Low blood sugar, juice or D50? - page 4

Last night I had a patient with a BS of 39. I had just finished giving report on her when she asked us to check her BS. Since the oncoming nurse still had to get report on a few more patients, I... Read More

  1. by   SelenaS
    Surely, you cannot believe that most people die with a bs of 39. Having been a type 1 for almost 20 years, I can tell you that my sugar hits the 30s at least one a month, and I am still kicking. Guess I have hundreds of lives or perhaps great luck?
  2. by   amoLucia
    After reading all the responses, I think you all are talking acute care/hospital. In LTC, I've had to fight to have appropriate snacks and juices avail. Some places only supply that phoney orange-aid punch. And good luck trying to obtain any substantial sandwiches; sometimes even sugar packs are a bene-luxury.

    Some places are better than others; some lock up their kitchens at 7pm (supervisor may or MAY NOT have a key).

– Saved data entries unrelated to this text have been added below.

PR #59, opened 2019-08-01
[cudapoa] fix memory alignment issues

tijyojwad:


cudapoa/src/cudapoa_batch.cpp
```diff
@@ -294,7 +294,7 @@ bool CudapoaBatch::reserve_buf(uint32_t max_seq_length)
 {
```
akkamesh: It seems I missed this in the previous PR, change the signature of `reserve_buf(...)` to 
```
bool CudapoaBatch::reserve_buf(int32_t max_seq_length)
```
To keep it consistent with the input type and to avoid any potential overflow issues from automatic conversion between `int32_t` and `uint32_t`.

tijyojwad: Good catch, I'll do that

tijyojwad:
@akkamesh yeah I was debating that myself. The actual size of the buffers is still the same, but because of the alignment the footprint will be a bit larger than the actual size. Since the max POA calculations is still based on a heuristic, I left it like this. After this release I'll make the change to fully dynamically fill up the buffer based on each incoming POA, and in that case we won't need the calculate size function anymore and we'll do everything based off the remaining buffer size

cudapoa/src/cudapoa_batch.cpp
tijyojwad: Changed it to `int32_t`

PR #63, opened 2019-08-06
[common] move device_buffer class to utils

ahehn-nv:


ahehn-nv:
rerun tests

common/utils/include/claragenomics/utils/device_buffer.cuh
```diff
@@ -48,7 +48,7 @@ public:
 
     ~device_buffer()
     {
-        CGA_CU_CHECK_ERR(cudaFree(data_));
```
mimaric: Why is this check not necessary?

ahehn-nv: This check would throw an exception in the destructor. Removing this check should just postpone the error detection to the next API call.

ahehn-nv: Does this answer your question?

mimaric: Yes, that makes sense. It will make it slightly harder to debug the code, but it's better than throwing in the destructor.

common/utils/include/claragenomics/utils/device_buffer.cuh
```diff
@@ -32,26 +31,24 @@ public:
...
     using value_type = T;
-    device_storage() = delete;
-    device_storage(size_t n_elements, int32_t device_id)
+    device_buffer()  = delete;
+    device_buffer(size_t n_elements, int32_t device_id)
         : size_(n_elements)
-        , device_id_(device_id)
     {
-        CGA_CU_CHECK_ERR(cudaSetDevice(device_id_));
+        CGA_CU_CHECK_ERR(cudaSetDevice(device_id));
```
mimaric: Regarding ease of debugging... Something I experienced in my implementation and that will happen here as well is that only this line is reported, but not the line that actually wanted to make the allocation, meaning one has to set a breakpoint and check the stack trace in order to know where does the call actually comes from. I don't see an easy way to work around this this though...

common/utils/include/claragenomics/utils/device_buffer.cuh
```diff
@@ -32,26 +31,24 @@ public:
...
 template <typename T>
-class device_storage
+class device_buffer
 {
 public:
     using value_type = T;
-    device_storage() = delete;
-    device_storage(size_t n_elements, int32_t device_id)
+    device_buffer()  = delete;
+    device_buffer(size_t n_elements, int32_t device_id)
```
akkamesh: Can we drop `device_id` argument from the constructor? Most use cases have consecutive/multiple calls to `device_buffer` and calling `cudaSetDevice` for each one of them seems unnecessary. 
We should let the caller set the context before calling these methods.

common/utils/include/claragenomics/utils/device_buffer.cuh
```diff
@@ -32,26 +31,24 @@ public:
 };
 
 template <typename T>
-class device_storage
+class device_buffer
 {
 public:
     using value_type = T;
```
akkamesh: `value_type` is unused, can be removed.

common/utils/include/claragenomics/utils/device_buffer.cuh
ahehn-nv: Sure, makes sense. Originally, I added it (and kept it as a data member) because I thought you have to ensure you are on the right device before calling cudaFree.
So, you are right, since that's gone there is no added value in having that. Will remove it.

common/utils/include/claragenomics/utils/device_buffer.cuh
ahehn-nv: This something that concerns the implementation of CGA_CU_CHECK_ERR in general, not this class, right?

common/utils/include/claragenomics/utils/device_buffer.cuh
ahehn-nv: I added the `value_type` to ease writing generic functions. However, yes, the interface of the class is cleaner if I use `value_type` in the return types instead of `T`.

common/utils/include/claragenomics/utils/device_buffer.cuh
mimaric: Sure, but when `CGA_CU_CHECK_ERR` is used in the usual way (e.g. wrapping a `cudaMemcpy`) this is not an issue. Once a level of indirection is added (like in this case) this becomes an issue.
As said, I just wanted to point it out, I have no good idea how to fix it.
@akkamesh @tijyojwad

ahehn-nv:
I disentangled the changes in cudaaligner from the `device_buffer` class and incorporated the requested changes in a new PR (#64). Closing this PR.

common/utils/include/claragenomics/utils/device_buffer.cuh
ahehn-nv: I would use boost::stacktrace for this, but boost would be a pretty heavy dependency.

PR #3187, opened 2021-12-29
Added mining for POS

Giulio2002:


Giulio2002:
The Proposing process works as following:
* We start the PoS proposer by using the `--proposer` flag, unlinke `--mine` it does not require etherbase to be set
* We have a thread which at intervals construct updates payloads from the transaction pool in `ethbackend.go`
* if etherbase is set, we set block's fee recipient to it, if it is not set, then we use the suggestedFeeRecipient
* There is some clocking between the ethbackend thread and the proposer thread, the ethbackend starts a timer when getPayloadV1 is invoked to make sure that we gave some time for the proposer thread to update/compute the block. we can do 1 block/second with no problem which is Ethereum's limit anyway (`--time-per-slot=1s` in `mergemock`).
* The value of the proposer flag is also passed to ethbackend to prevent access to GetPayloadV1 and ForkChoiceUpdatedV1 (assemble case only) with a proper error, i decided not to start the goroutine in the constructor of the backend server but in `backend.go`, just personal taste but it can be chnaged.

eth/stagedsync/stage_mining_create_block.go
```diff
@@ -35,40 +35,50 @@ type MiningBlock struct {
...
-		MiningBlock:     &MiningBlock{},
+		MiningConfig:      cfg,
+		PendingResultCh:   make(chan *types.Block, 1),
+		MiningResultCh:    make(chan *types.Block, 1),
+		MiningResultPOSCh: make(chan *types.Block, 1),
+		MiningBlock:       &MiningBlock{},
 	}
 }
 
+type ValidationParametersPOS struct {
```
yperbasis, line 55: "Validation" is confusing here. Something like "BlockProposerParametersPOS" or "PayloadAttributesPOS" or "PayloadBuildParameters" would be better.

eth/backend.go
```diff
@@ -404,10 +405,38 @@ func New(stack *node.Node, config *ethconfig.Config, logger log.Logger) (*Ethere
 	if casted, ok := backend.engine.(*ethash.Ethash); ok {
 		ethashApi = casted.APIs(nil)[1].Service.(*ethash.API)
 	}
+	// proof-of-stake mining
+	validationPOS := func(random common.Hash, suggestedFeeRecipient common.Address, timestamp uint64) (*types.Block, error) {
```
yperbasis, line 409: Better call it "assemblePayloadPOS" or something. "Validation" is confusing here.

ethdb/privateapi/ethbackend.go
```diff
@@ -54,10 +58,13 @@ type EthBackendServer struct {
 	reverseDownloadCh chan<- PayloadMessage
 	// Notify whether the current block being processed is Valid or not
 	statusCh <-chan ExecutionStatus
-	// Last block number sent over via reverseDownloadCh
-	numberSent uint64
 	// Determines whether stageloop is processing a block or not
-	waitingForBeaconChain *uint32 // atomic boolean flag
+	waitingForBeaconChain *uint32       // atomic boolean flag
+	skipCycleHack         chan struct{} // with this channel we tell the stagedsync that we want to assemble a block
+	miningResultPOSCh     <-chan *types.Block
```
yperbasis, line 64: EthBackendServer.miningResultPOSCh is unused

ethdb/privateapi/ethbackend.go
```diff
@@ -54,10 +58,13 @@ type EthBackendServer struct {
...
+	assemblePayloadPOS    assemblePayloadPOSFunc
+	proposing             bool
+	pauseAssemble         *uint32
 	mu                    sync.Mutex
```
yperbasis, line 68: What does `mu` protect? Please add a comment

ethdb/privateapi/ethbackend.go
```diff
@@ -257,11 +265,14 @@ func (s *EthBackendServer) EngineExecutePayloadV1(ctx context.Context, req *type
...
 	executedStatus := <-s.statusCh
-
+	// Discard all previous prepared payloads if another block was proposed
 	if executedStatus.Error != nil {
 		return nil, executedStatus.Error
 	}
-
+	// Discard all payload assembled
+	atomic.StoreUint32(s.pauseAssemble, 1)
+	s.pendingPayloads = make(map[uint64]types2.ExecutionPayload)
```
yperbasis, line 274: Probably should be protected by `mu`.

ethdb/privateapi/ethbackend.go
```diff
@@ -54,10 +58,13 @@ type EthBackendServer struct {
...
-	// Last block number sent over via reverseDownloadCh
-	numberSent uint64
 	// Determines whether stageloop is processing a block or not
-	waitingForBeaconChain *uint32 // atomic boolean flag
+	waitingForBeaconChain *uint32       // atomic boolean flag
+	skipCycleHack         chan struct{} // with this channel we tell the stagedsync that we want to assemble a block
+	miningResultPOSCh     <-chan *types.Block
+	assemblePayloadPOS    assemblePayloadPOSFunc
+	proposing             bool
+	pauseAssemble         *uint32
```
yperbasis, line 67: I would make `pauseAssemble` a bool protected by `mu` for consistency with `pendingPayloads`

ethdb/privateapi/ethbackend.go
```diff
@@ -292,41 +316,38 @@ func (s *EthBackendServer) EngineForkChoiceUpdatedV1(ctx context.Context, req *r
...
-		ExtraData:     []byte{},
-		BaseFeePerGas: &types2.H256{},
-		BlockHash:     gointerfaces.ConvertHashToH256(headHeader.Hash()),
-		Transactions:  [][]byte{},
+		Random:    req.Prepare.Random,
+		Timestamp: req.Prepare.Timestamp,
+		Coinbase:  req.Prepare.FeeRecipient,
 	}
+	atomic.StoreUint32(s.pauseAssemble, 0)
 	// successfully assembled the payload and assinged the correct id
```
yperbasis, line 351: "assinged" typo

eth/stagedsync/stage_headers.go
```diff
@@ -137,8 +137,19 @@ func HeadersPOS(
...
 	log.Info("Waiting for payloads...")
+	var payloadMessage privateapi.PayloadMessage
 	atomic.StoreUint32(cfg.waitingPosHeaders, 1)
-	payloadMessage := <-cfg.reverseDownloadCh
+	// Decide what kind of action we need to take place
+	select {
+	case payloadMessage = <-cfg.reverseDownloadCh:
+	case <-cfg.hd.SkipCycleHack:
+		atomic.StoreUint32(cfg.waitingPosHeaders, 0)
+		if !useExternalTx {
```
yperbasis, line 147: There's probably no need to commit the transaction since we're at the very beginning of the method and haven't written anything to the DB yet.

eth/stagedsync/stage_mining_create_block.go
```diff
@@ -287,6 +311,16 @@ func SpawnMiningCreateBlockStage(s *StageState, tx kv.RwTx, cfg MiningCreateBloc
 		}
 	}
 
+	if isTrans {
```
yperbasis, line 314: I'd move this code up, right after `cfg.engine.Prepare`, to short-circuit all the uncles logic.

cmd/utils/flags.go
```diff
@@ -1150,9 +1154,9 @@ func setParlia(ctx *cli.Context, cfg *params.ParliaConfig, datadir string) {
 }
 
 func setMiner(ctx *cli.Context, cfg *params.MiningConfig) {
-	if ctx.GlobalIsSet(MiningEnabledFlag.Name) {
-		cfg.Enabled = true
-	}
+	cfg.Enabled = ctx.GlobalIsSet(MiningEnabledFlag.Name)
+	cfg.EnabledPOS = ctx.GlobalIsSet(ProposingEnabledFlag.Name)
+
 	if cfg.Enabled && len(cfg.Etherbase.Bytes()) == 0 {
```
enriavil1, line 1160: shouldn't it be checking if cfg.EnabledPOS is false in this line too?

ethdb/privateapi/ethbackend.go
```diff
@@ -271,18 +282,31 @@ func (s *EthBackendServer) EngineExecutePayloadV1(ctx context.Context, req *type
 
 // EngineGetPayloadV1, retrieves previously assembled payload (Validators only)
 func (s *EthBackendServer) EngineGetPayloadV1(ctx context.Context, req *remote.EngineGetPayloadRequest) (*types2.ExecutionPayload, error) {
-	s.mu.Lock()
-	defer s.mu.Unlock()
+	// Wait some time in case validition process has not started
```
yperbasis, line 285: Why wait here?

ethdb/privateapi/ethbackend.go
yperbasis: Also, it's probably better to protect the entire `EngineExecutePayloadV1` with
```
	s.mu.Lock()
	defer s.mu.Unlock()
```
in the beginning so that we prevent its concurrent execution with `EngineGetPayloadV1` & `EngineForkChoiceUpdatedV1`.

ethdb/privateapi/ethbackend.go
```diff
@@ -335,6 +356,87 @@ func (s *EthBackendServer) EngineForkChoiceUpdatedV1(ctx context.Context, req *r
 	}, nil
 }
 
+func (s *EthBackendServer) StartProposer() {
+	go func() {
+		atomic.StoreUint32(s.pauseAssemble, 1)
+		for {
+			if atomic.LoadUint32(s.pauseAssemble) == 1 || atomic.LoadUint32(s.waitingForBeaconChain) == 0 {
```
yperbasis, line 363: It's better to use [sync.Cond](https://pkg.go.dev/sync#Cond) for waiting for `pauseAssemble` rather than use a timer. You can then make `pauseAssemble` a bool and protect it by the lock. And no need to check `waitingForBeaconChain` ­- it's done in `EngineForkChoiceUpdatedV1` already.

ethdb/privateapi/ethbackend.go
```diff
@@ -335,6 +356,87 @@ func (s *EthBackendServer) EngineForkChoiceUpdatedV1(ctx context.Context, req *r
...
+					BlockNumber:   block.NumberU64(),
+					ExtraData:     block.Extra(),
+					BaseFeePerGas: baseFeeReply,
+					BlockHash:     gointerfaces.ConvertHashToH256(block.Header().Hash()),
+					Transactions:  encodedTransactions,
+				}
+			}
+			s.mu.Unlock()
+
+			timer := time.NewTimer(300 * time.Millisecond)
```
yperbasis, line 429: Why do you need this timer?

ethdb/privateapi/ethbackend.go
```diff
@@ -335,6 +356,87 @@ func (s *EthBackendServer) EngineForkChoiceUpdatedV1(ctx context.Context, req *r
...
+			s.mu.Lock()
+			// Go over each payload and re-update them
+			for id := range s.pendingPayloads {
+				// we do not want to make a copy of the payload in the loop because it contains a lock
+				random := gointerfaces.ConvertH256ToHash(s.pendingPayloads[id].Random)
+				coinbase := gointerfaces.ConvertH160toAddress(s.pendingPayloads[id].Coinbase)
+				timestamp := s.pendingPayloads[id].Timestamp
+				// Tell the stage headers to leave space for the write transaction for mining stages
+				s.skipCycleHack <- struct{}{}
+				block, err := s.assemblePayloadPOS(random, coinbase, timestamp)
```
yperbasis, line 383: Currently there's a problem: `assemblePayloadPOS` may be called multiple times for the same payload ID. Essentially already assembled blocks are disregarded and the build process starts anew. There's no point in doing that.

ethdb/privateapi/ethbackend.go
```diff
@@ -271,18 +282,31 @@ func (s *EthBackendServer) EngineExecutePayloadV1(ctx context.Context, req *type
...
 	if s.config.TerminalTotalDifficulty == nil {
 		return nil, fmt.Errorf("not a proof-of-stake chain")
 	}
-
+	s.mu.Lock()
+	defer s.mu.Unlock()
 	payload, ok := s.pendingPayloads[req.PayloadId]
-	if ok {
-		return &payload, nil
+	if !ok || payload.BlockNumber == 0 {
```
yperbasis, line 303: What if it's a known payload, but its block assembly hasn't finished yet?

yperbasis (changes requested):

eth/backend.go
enriavil1: I think a good name would be "proposing" so we follow the same idea as the "mining" variable.

ethdb/privateapi/ethbackend.go
Giulio2002: that is expected, what if you have better transactions in the pool? currently we also have constant updates for proof-of-work mining

yperbasis: Better transactions in what sense?

ethdb/privateapi/ethbackend.go
Giulio2002: if its block assembly has not finished yet, then blockNumber will be equal to 0 hence the second condition

ethdb/privateapi/ethbackend.go
Giulio2002: in terms of better tips or higher priority depending on who runs the node

ethdb/privateapi/ethbackend.go
yperbasis: But then we shouldn't return `fmt.Errorf("unknown payload")`, we should wait for the assembly to finish.

ethdb/privateapi/ethbackend.go
Giulio2002: because payload assembly is asynchronous, which means that if the CL requests the payload immediately after EngineForkChoiceUpdatedV1 we may return unknown payload, when we indeed did not have enough time to process it.

Giulio2002: this is the case with mergemock for example

ethdb/privateapi/ethbackend.go
yperbasis: The problem is that we've already spent time executing a bunch of transactions and calculating the new state root. If we throw all that work away and start anew all the time, we might be over 12 seconds and miss the slot. Theoretically we could listen for new transactions for, say, 11 seconds and only then calculate the new state root during the last second. But even then you probably don't want to throw away all previous execution state, especially for big and lucrative transactions. That would penny-wise, pound-poor.
Also, I suspect that the probably of new transactions that are much more lucrative than those already in the pool arriving within 12 seconds is quite low. In any case, let's start with a simple but sensible approach, with  a view that we can add more optimizations later.

ethdb/privateapi/ethbackend.go
```diff
@@ -54,11 +58,13 @@ type EthBackendServer struct {
...
-	numberSent uint64
 	// Determines whether stageloop is processing a block or not
-	waitingForBeaconChain *uint32 // atomic boolean flag
-	mu                    sync.Mutex
+	waitingForBeaconChain *uint32       // atomic boolean flag
+	skipCycleHack         chan struct{} // with this channel we tell the stagedsync that we want to assemble a block
+	assemblePayloadPOS    assemblePayloadPOSFunc
+	proposing             bool
+	pauseAssemble         *uint32
+	mu                    sync.Mutex // Engine API is syncronous, we want to avoid CL to call different APIs at the same time
```
yperbasis, line 67: You probably meant "Engine API is asynchronous"

ethdb/privateapi/ethbackend.go
Giulio2002: okay, we can definetely avoid updating blocks for now, that is how i interpreted the spec, perhaps in must be discussed on ETH R&D

ethdb/privateapi/ethbackend.go
Giulio2002: we can actually remove pauseAssemble and just use a `Sync.Cond` i believe

eth/stagedsync/stage_headers.go
```diff
@@ -173,14 +181,14 @@ func HeadersPOS(
 		return err
 	}
 	if parent != nil && parent.Hash() == header.ParentHash {
-		if err := cfg.hd.VerifyHeader(header); err != nil {
+		/*if err := cfg.hd.VerifyHeader(header); err != nil {
```
yperbasis, line 184: What was the problem with header verification? We should fix it, not disable it.

ethdb/privateapi/ethbackend.go
```diff
@@ -271,70 +279,157 @@ func (s *EthBackendServer) EngineExecutePayloadV1(ctx context.Context, req *type
...
+				// If we already assembled this block, let's just skip it
+				if s.pendingPayloads[id].BlockNumber != 0 {
+					continue
+				}
+				// we do not want to make a copy of the payload in the loop because it contains a lock
+				random := gointerfaces.ConvertH256ToHash(s.pendingPayloads[id].Random)
+				coinbase := gointerfaces.ConvertH160toAddress(s.pendingPayloads[id].Coinbase)
+				timestamp := s.pendingPayloads[id].Timestamp
+				// Tell the stage headers to leave space for the write transaction for mining stages
+				s.skipCycleHack <- struct{}{}
```
yperbasis, line 381: `assemblePayloadPOS()` can take a long time. It's better to release the lock before the invocation and then re-acquire the lock.

ethdb/privateapi/ethbackend.go
```diff
@@ -85,10 +90,12 @@ type PayloadMessage struct {
 
 func NewEthBackendServer(ctx context.Context, eth EthBackend, db kv.RwDB, events *Events, blockReader interfaces.BlockReader,
 	config *params.ChainConfig, reverseDownloadCh chan<- PayloadMessage, statusCh <-chan ExecutionStatus, waitingForBeaconChain *uint32,
+	skipCycleHack chan struct{}, assemblePayloadPOS assemblePayloadPOSFunc, proposing bool,
 ) *EthBackendServer {
 	return &EthBackendServer{ctx: ctx, eth: eth, events: events, db: db, blockReader: blockReader, config: config,
 		reverseDownloadCh: reverseDownloadCh, statusCh: statusCh, waitingForBeaconChain: waitingForBeaconChain,
-		pendingPayloads: make(map[uint64]types2.ExecutionPayload),
+		pendingPayloads: make(map[uint64]types2.ExecutionPayload), skipCycleHack: skipCycleHack,
+		assemblePayloadPOS: assemblePayloadPOS, proposing: proposing, condPauseAssemble: *sync.NewCond(&sync.Mutex{}),
```
yperbasis, line 98: You don't need a separate mutex for condPauseAssemble: just re-use `mu`.

ethdb/privateapi/ethbackend.go
```diff
@@ -271,70 +279,157 @@ func (s *EthBackendServer) EngineExecutePayloadV1(ctx context.Context, req *type
...
 	payload, ok := s.pendingPayloads[req.PayloadId]
-	if ok {
-		return &payload, nil
+	if !ok {
+		return nil, fmt.Errorf("unknown payload")
+	}
+	if payload.BlockNumber == 0 {
+		s.mu.Unlock()
+		// Wait for payloads assembling thread to finish
+		s.condPauseAssemble.Wait()
```
yperbasis, line 302: You need two separate `sync.Cond` because you have two distinct wait/broadcast scenarios:
1. Waiting for previous payload assembly to finish
2. Waiting for new `EngineForkChoiceUpdatedV1` requests (with payload) to resume payload assembly goroutine 

So you need separate `sync.Cond` instances to avoid one spuriously awaking the other.

ethdb/privateapi/ethbackend.go
Giulio2002: We cannot do that as reusing mu, would cause mu.Lock be called multiple times without any unlocks aka. stalling everything. the reason of this is that what `Wait` essentially does is locking the mutex, so we cannot reuse the same mutex. same goes with `Broadcast`, which essentially unlocks the mutex.

yperbasis: I've double checked https://pkg.go.dev/sync#Cond.Wait and the advise is to check for a condition in a loop. So we can use a single `sync.Cond` (and its mutex) for everything, just with different checks. I've submitted https://github.com/ledgerwatch/erigon/pull/3187/commits/4de1c30397706b69319dc75e4623d65f8eecbd3e to that effect.

yperbasis (approved):

PR #3202, opened 2022-01-04
Unwind at fork choice update

enriavil1:
Adding unwinding to engineForkChoiceUpdate

### DIFF
--- a/ethdb/privateapi/ethbackend.go
+++ b/ethdb/privateapi/ethbackend.go
@@ -58,7 +58,7 @@ type EthBackendServer struct {
 	// Notify whether the current block being processed is Valid or not
 	statusCh <-chan ExecutionStatus
 	// Send hash of header we are unwinding to
-	unwindForkChoicePOSCh chan<- common.Hash
+	unwindForkChoicePOSCh chan<- types.Header
 	// Determines whether stageloop is processing a block or not
 	waitingForBeaconChain *uint32       // atomic boolean flag
 	skipCycleHack         chan struct{} // with this channel we tell the stagedsync that we want to assemble a block
@@ -328,7 +328,13 @@ func (s *EthBackendServer) EngineForkChoiceUpdatedV1(ctx context.Context, req *r
 		// TODO(enriavil1): make unwind happen
 
 		//req.forkchoice.HeadBlockHash
-		s.unwindForkChoicePOSCh <- parentHash
+		parentHeader, err := rawdb.ReadHeaderByHash(tx, parentHash)
+
+		if err != nil {
+			return nil, err
+		}
+
+		s.unwindForkChoicePOSCh <- *parentHeader
 
 		return &remote.EngineForkChoiceUpdatedReply{
 			Status: string(Syncing),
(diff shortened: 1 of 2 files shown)


core/rawdb/accessors_chain.go
```diff
@@ -1229,3 +1230,19 @@ func Transitioned(db kv.Getter, blockNum uint64, terminalTotalDifficulty *big.In
 
 	return headerTd.Cmp(terminalTotalDifficulty) >= 0, nil
 }
+
+func GetNumberByHash(tx kv.RwTx, hash common.Hash) (int64, error) {
```
Giulio2002, line 1234: rename this ReadBlockhashNumber

core/rawdb/accessors_chain.go
```diff
@@ -1229,3 +1230,19 @@ func Transitioned(db kv.Getter, blockNum uint64, terminalTotalDifficulty *big.In
...
+	val, err := tx.GetOne(kv.HeaderNumber, hash.Bytes())
+
+	if err != nil {
+		return -1, err
+	}
+
+	if len(val) <= 0 {
```
Giulio2002, line 1241: if len(val) == 0, length cannot be negative

Giulio2002: return -1, nil in this case

Giulio2002 (changes requested):

ethdb/privateapi/ethbackend.go
```diff
@@ -459,3 +481,22 @@ func (s *EthBackendServer) NodeInfo(_ context.Context, r *remote.NodesInfoReques
 	}
 	return nodesInfo, nil
 }
+
+func (s *EthBackendServer) unwindCycle(unwind_point uint64) {
+	// Discard all payload assembled since new state has been generated
+	s.pendingPayloads = make(map[uint64]types2.ExecutionPayload)
+	s.unwindForkChoicePOSCh <- unwind_point
```
yperbasis, line 488: Concurrency logic here doesn't make sense to me:

1. If you use a channel (`unwindForkChoicePOSCh`) to send a request, then be consistent and use a channel to get a response instead of using `sync.Cond`. Using channels is more idiomatic in go, especially given that we already use channels to communicate between `EthBackendServer` and synced stage.
2. Creating and using a channel only locally (`unwindFinished`) doesn't make sense.
3. Using a timer is a bad way to patch concurrency issues.

yperbasis (changes requested):

eth/backend.go
```diff
@@ -134,7 +134,10 @@ type Ethereum struct {
 	// When we receive something here, it means that the beacon chain transitioned
 	// to proof-of-stake so we start reverse syncing from the header
 	reverseDownloadCh     chan privateapi.PayloadMessage
-	waitingForBeaconChain uint32 // atomic boolean flag
+	unwindForkChoicePOSCh chan uint64
+	unwindFinished        chan bool
+	waitingForBeaconChain uint32    // atomic boolean flag
+	engineCond            sync.Cond // Cond that comunicates to engine API when to unlock if it is waiting
```
yperbasis, line 140: There's no need for this variable since syncCond is only used internally by `EthBackendServer`. Please remove the variable and restore the original logic where `NewEthBackendServer` created its own syncCond.

PR #3205, opened 2022-01-05
Simplify miner gas limit post EIP-1559. Default to 30M

yperbasis:
Port https://github.com/ethereum/go-ethereum/pull/23213


AskAlexSharov:
Likely we need this PR in stable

Don't get me started on food availability for 11 - 7 shift's early send-outs, like dialysis, hosp ORs, etc.

    But if I get a really brittle diabetic, I get a prn glucogen order. I also ensure the availability of glucose jelly (even if I keep my own supply). I personally check for all the meds, glucometer supplies, etc so I know my 11 - 7 staff can manage low BS episodes; and they have all become very proficient doing so. I worked with a diabetic nurses who was a stickler for other diabetics, so I guess part of her rubbed off on me. (Thank you LD!)
  3. by   CoffeeGeekRN
    I'm late to this but my advise as coming from a critical care/ED and type 1 diabetic is if the pt is alert & oriented, can answer questions appropriately, and cooperative give them the oral treatment of juice, crackers and protein. At a level below 50 mg/dl I would give them the equivalent of 30 grams of fast acting carbohydrates and add some protein. If the pt is not cooperative, confused or uncooperative, then I would go right for the D50 or glucocon. The pt will forgive you afterwards. =-)
  4. by   turnforthenurse
    Does your hospital have a hypoglycemia management protocol? Typically if the patient is awake and alert and not NPO, you go ahead and perform a "rescue intervention" by giving them 15gm of carbohydrate. If they are NPO and/or not alert, then you go with the amp of D50. If they didn't respond to the rescue intervention, I would have grabbed the D50. You need to recheck the blood sugar, though. Our protocol is within 20-30minutes after performing a rescue intervention.